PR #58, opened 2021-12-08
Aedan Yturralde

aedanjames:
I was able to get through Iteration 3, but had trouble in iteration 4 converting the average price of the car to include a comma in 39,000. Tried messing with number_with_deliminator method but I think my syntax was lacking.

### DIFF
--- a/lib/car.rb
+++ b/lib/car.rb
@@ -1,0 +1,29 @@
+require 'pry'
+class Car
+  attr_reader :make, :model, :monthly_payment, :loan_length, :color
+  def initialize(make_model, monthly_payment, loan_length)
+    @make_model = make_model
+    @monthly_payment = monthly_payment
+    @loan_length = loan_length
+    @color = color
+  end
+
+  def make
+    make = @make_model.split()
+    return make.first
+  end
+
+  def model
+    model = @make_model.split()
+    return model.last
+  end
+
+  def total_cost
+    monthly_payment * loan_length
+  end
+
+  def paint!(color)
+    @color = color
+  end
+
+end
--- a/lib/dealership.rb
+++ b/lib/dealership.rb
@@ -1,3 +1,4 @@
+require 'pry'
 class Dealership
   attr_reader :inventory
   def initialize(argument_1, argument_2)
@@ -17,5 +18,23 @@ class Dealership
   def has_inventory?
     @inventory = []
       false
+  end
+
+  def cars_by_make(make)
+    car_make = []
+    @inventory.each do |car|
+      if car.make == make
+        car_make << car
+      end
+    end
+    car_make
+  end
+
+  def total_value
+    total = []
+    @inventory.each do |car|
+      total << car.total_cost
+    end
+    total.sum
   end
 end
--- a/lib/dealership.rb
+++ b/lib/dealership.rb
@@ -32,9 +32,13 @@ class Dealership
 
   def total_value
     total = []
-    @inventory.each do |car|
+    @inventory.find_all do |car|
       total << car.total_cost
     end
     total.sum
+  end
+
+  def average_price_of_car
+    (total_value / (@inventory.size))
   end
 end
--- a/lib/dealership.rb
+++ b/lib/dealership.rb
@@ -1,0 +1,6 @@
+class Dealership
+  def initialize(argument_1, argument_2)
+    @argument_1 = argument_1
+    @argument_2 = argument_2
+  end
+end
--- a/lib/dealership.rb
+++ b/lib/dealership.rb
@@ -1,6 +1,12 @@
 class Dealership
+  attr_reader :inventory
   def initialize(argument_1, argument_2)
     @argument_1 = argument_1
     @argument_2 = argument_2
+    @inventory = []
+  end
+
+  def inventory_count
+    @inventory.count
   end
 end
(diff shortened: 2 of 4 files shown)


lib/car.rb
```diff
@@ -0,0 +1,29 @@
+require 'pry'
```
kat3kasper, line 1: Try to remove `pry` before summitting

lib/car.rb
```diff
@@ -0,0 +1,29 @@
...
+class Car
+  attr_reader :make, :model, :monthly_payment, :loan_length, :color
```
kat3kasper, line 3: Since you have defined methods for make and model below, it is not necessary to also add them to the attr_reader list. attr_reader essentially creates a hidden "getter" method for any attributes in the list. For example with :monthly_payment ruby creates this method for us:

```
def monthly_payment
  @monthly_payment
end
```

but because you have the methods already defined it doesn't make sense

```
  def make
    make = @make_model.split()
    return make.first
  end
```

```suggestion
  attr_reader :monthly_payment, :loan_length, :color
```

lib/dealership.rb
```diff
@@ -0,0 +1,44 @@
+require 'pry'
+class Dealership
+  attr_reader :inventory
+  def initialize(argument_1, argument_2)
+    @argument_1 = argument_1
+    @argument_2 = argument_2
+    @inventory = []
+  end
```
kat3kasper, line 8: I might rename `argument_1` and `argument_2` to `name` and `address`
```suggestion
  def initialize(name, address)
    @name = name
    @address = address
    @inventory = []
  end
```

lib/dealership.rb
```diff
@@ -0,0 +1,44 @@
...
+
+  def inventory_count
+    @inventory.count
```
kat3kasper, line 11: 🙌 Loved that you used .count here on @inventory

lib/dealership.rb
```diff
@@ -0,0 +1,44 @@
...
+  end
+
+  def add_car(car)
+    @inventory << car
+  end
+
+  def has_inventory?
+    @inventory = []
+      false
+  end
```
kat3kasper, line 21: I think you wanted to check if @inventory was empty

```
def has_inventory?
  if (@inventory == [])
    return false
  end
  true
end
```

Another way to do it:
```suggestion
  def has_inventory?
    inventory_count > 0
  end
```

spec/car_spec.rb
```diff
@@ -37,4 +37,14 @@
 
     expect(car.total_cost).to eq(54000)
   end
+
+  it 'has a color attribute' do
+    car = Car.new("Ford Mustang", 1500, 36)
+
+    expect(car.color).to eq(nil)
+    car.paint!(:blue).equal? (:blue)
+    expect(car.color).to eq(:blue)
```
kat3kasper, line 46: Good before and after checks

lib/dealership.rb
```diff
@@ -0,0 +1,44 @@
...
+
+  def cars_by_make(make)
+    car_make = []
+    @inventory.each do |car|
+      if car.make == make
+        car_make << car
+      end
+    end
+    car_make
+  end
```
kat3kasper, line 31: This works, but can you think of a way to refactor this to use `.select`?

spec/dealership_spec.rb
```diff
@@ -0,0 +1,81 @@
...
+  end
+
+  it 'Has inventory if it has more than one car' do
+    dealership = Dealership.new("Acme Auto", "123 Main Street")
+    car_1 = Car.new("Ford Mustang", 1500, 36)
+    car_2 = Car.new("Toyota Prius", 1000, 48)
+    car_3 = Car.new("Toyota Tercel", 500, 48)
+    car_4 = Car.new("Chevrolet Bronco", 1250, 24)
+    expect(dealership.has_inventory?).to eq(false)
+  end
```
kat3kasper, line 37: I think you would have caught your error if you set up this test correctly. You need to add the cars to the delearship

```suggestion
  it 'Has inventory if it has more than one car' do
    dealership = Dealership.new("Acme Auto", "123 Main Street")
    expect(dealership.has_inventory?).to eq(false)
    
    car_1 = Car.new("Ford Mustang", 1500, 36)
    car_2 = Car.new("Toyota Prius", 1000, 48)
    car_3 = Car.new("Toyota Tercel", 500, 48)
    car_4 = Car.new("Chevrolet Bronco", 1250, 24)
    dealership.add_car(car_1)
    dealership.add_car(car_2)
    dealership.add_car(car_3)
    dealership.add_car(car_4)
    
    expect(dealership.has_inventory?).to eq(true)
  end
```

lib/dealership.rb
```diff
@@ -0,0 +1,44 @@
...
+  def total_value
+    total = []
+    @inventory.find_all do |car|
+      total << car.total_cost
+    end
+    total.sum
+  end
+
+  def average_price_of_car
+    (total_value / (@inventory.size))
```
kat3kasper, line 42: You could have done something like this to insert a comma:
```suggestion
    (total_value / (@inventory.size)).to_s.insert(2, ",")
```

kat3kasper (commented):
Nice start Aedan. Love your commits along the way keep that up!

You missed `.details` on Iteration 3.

## THE PROBLEM
Set down the material above in full, keeping each line exactly as it is.

## REPLY TO THE EXERCISE
PR #58, opened 2021-12-08
Aedan Yturralde

aedanjames:
I was able to get through Iteration 3, but had trouble in iteration 4 converting the average price of the car to include a comma in 39,000. Tried messing with number_with_deliminator method but I think my syntax was lacking.

### DIFF
--- a/lib/car.rb
+++ b/lib/car.rb
@@ -1,0 +1,29 @@
+require 'pry'
+class Car
+  attr_reader :make, :model, :monthly_payment, :loan_length, :color
+  def initialize(make_model, monthly_payment, loan_length)
+    @make_model = make_model
+    @monthly_payment = monthly_payment
+    @loan_length = loan_length
+    @color = color
+  end
+
+  def make
+    make = @make_model.split()
+    return make.first
+  end
+
+  def model
+    model = @make_model.split()
+    return model.last
+  end
+
+  def total_cost
+    monthly_payment * loan_length
+  end
+
+  def paint!(color)
+    @color = color
+  end
+
+end
--- a/lib/dealership.rb
+++ b/lib/dealership.rb
@@ -1,3 +1,4 @@
+require 'pry'
 class Dealership
   attr_reader :inventory
   def initialize(argument_1, argument_2)
@@ -17,5 +18,23 @@ class Dealership
   def has_inventory?
     @inventory = []
       false
+  end
+
+  def cars_by_make(make)
+    car_make = []
+    @inventory.each do |car|
+      if car.make == make
+        car_make << car
+      end
+    end
+    car_make
+  end
+
+  def total_value
+    total = []
+    @inventory.each do |car|
+      total << car.total_cost
+    end
+    total.sum
   end
 end
--- a/lib/dealership.rb
+++ b/lib/dealership.rb
@@ -32,9 +32,13 @@ class Dealership
 
   def total_value
     total = []
-    @inventory.each do |car|
+    @inventory.find_all do |car|
       total << car.total_cost
     end
     total.sum
+  end
+
+  def average_price_of_car
+    (total_value / (@inventory.size))
   end
 end
--- a/lib/dealership.rb
+++ b/lib/dealership.rb
@@ -1,0 +1,6 @@
+class Dealership
+  def initialize(argument_1, argument_2)
+    @argument_1 = argument_1
+    @argument_2 = argument_2
+  end
+end
--- a/lib/dealership.rb
+++ b/lib/dealership.rb
@@ -1,6 +1,12 @@
 class Dealership
+  attr_reader :inventory
   def initialize(argument_1, argument_2)
     @argument_1 = argument_1
     @argument_2 = argument_2
+    @inventory = []
+  end
+
+  def inventory_count
+    @inventory.count
   end
 end
(diff shortened: 2 of 4 files shown)


lib/car.rb
```diff
@@ -0,0 +1,29 @@
+require 'pry'
```
kat3kasper, line 1: Try to remove `pry` before summitting

lib/car.rb
```diff
@@ -0,0 +1,29 @@
...
+class Car
+  attr_reader :make, :model, :monthly_payment, :loan_length, :color
```
kat3kasper, line 3: Since you have defined methods for make and model below, it is not necessary to also add them to the attr_reader list. attr_reader essentially creates a hidden "getter" method for any attributes in the list. For example with :monthly_payment ruby creates this method for us:

```
def monthly_payment
  @monthly_payment
end
```

but because you have the methods already defined it doesn't make sense

```
  def make
    make = @make_model.split()
    return make.first
  end
```

```suggestion
  attr_reader :monthly_payment, :loan_length, :color
```

lib/dealership.rb
```diff
@@ -0,0 +1,44 @@
+require 'pry'
+class Dealership
+  attr_reader :inventory
+  def initialize(argument_1, argument_2)
+    @argument_1 = argument_1
+    @argument_2 = argument_2
+    @inventory = []
+  end
```
kat3kasper, line 8: I might rename `argument_1` and `argument_2` to `name` and `address`
```suggestion
  def initialize(name, address)
    @name = name
    @address = address
    @inventory = []
  end
```

lib/dealership.rb
```diff
@@ -0,0 +1,44 @@
...
+
+  def inventory_count
+    @inventory.count
```
kat3kasper, line 11: 🙌 Loved that you used .count here on @inventory

lib/dealership.rb
```diff
@@ -0,0 +1,44 @@
...
+  end
+
+  def add_car(car)
+    @inventory << car
+  end
+
+  def has_inventory?
+    @inventory = []
+      false
+  end
```
kat3kasper, line 21: I think you wanted to check if @inventory was empty

```
def has_inventory?
  if (@inventory == [])
    return false
  end
  true
end
```

Another way to do it:
```suggestion
  def has_inventory?
    inventory_count > 0
  end
```

spec/car_spec.rb
```diff
@@ -37,4 +37,14 @@
 
     expect(car.total_cost).to eq(54000)
   end
+
+  it 'has a color attribute' do
+    car = Car.new("Ford Mustang", 1500, 36)
+
+    expect(car.color).to eq(nil)
+    car.paint!(:blue).equal? (:blue)
+    expect(car.color).to eq(:blue)
```
kat3kasper, line 46: Good before and after checks

lib/dealership.rb
```diff
@@ -0,0 +1,44 @@
...
+
+  def cars_by_make(make)
+    car_make = []
+    @inventory.each do |car|
+      if car.make == make
+        car_make << car
+      end
+    end
+    car_make
+  end
```
kat3kasper, line 31: This works, but can you think of a way to refactor this to use `.select`?

spec/dealership_spec.rb
```diff
@@ -0,0 +1,81 @@
...
+  end
+
+  it 'Has inventory if it has more than one car' do
+    dealership = Dealership.new("Acme Auto", "123 Main Street")
+    car_1 = Car.new("Ford Mustang", 1500, 36)
+    car_2 = Car.new("Toyota Prius", 1000, 48)
+    car_3 = Car.new("Toyota Tercel", 500, 48)
+    car_4 = Car.new("Chevrolet Bronco", 1250, 24)
+    expect(dealership.has_inventory?).to eq(false)
+  end
```
kat3kasper, line 37: I think you would have caught your error if you set up this test correctly. You need to add the cars to the delearship

```suggestion
  it 'Has inventory if it has more than one car' do
    dealership = Dealership.new("Acme Auto", "123 Main Street")
    expect(dealership.has_inventory?).to eq(false)
    
    car_1 = Car.new("Ford Mustang", 1500, 36)
    car_2 = Car.new("Toyota Prius", 1000, 48)
    car_3 = Car.new("Toyota Tercel", 500, 48)
    car_4 = Car.new("Chevrolet Bronco", 1250, 24)
    dealership.add_car(car_1)
    dealership.add_car(car_2)
    dealership.add_car(car_3)
    dealership.add_car(car_4)
    
    expect(dealership.has_inventory?).to eq(true)
  end
```

lib/dealership.rb
```diff
@@ -0,0 +1,44 @@
...
+  def total_value
+    total = []
+    @inventory.find_all do |car|
+      total << car.total_cost
+    end
+    total.sum
+  end
+
+  def average_price_of_car
+    (total_value / (@inventory.size))
```
kat3kasper, line 42: You could have done something like this to insert a comma:
```suggestion
    (total_value / (@inventory.size)).to_s.insert(2, ",")
```

kat3kasper (commented):
Nice start Aedan. Love your commits along the way keep that up!

You missed `.details` on Iteration 3.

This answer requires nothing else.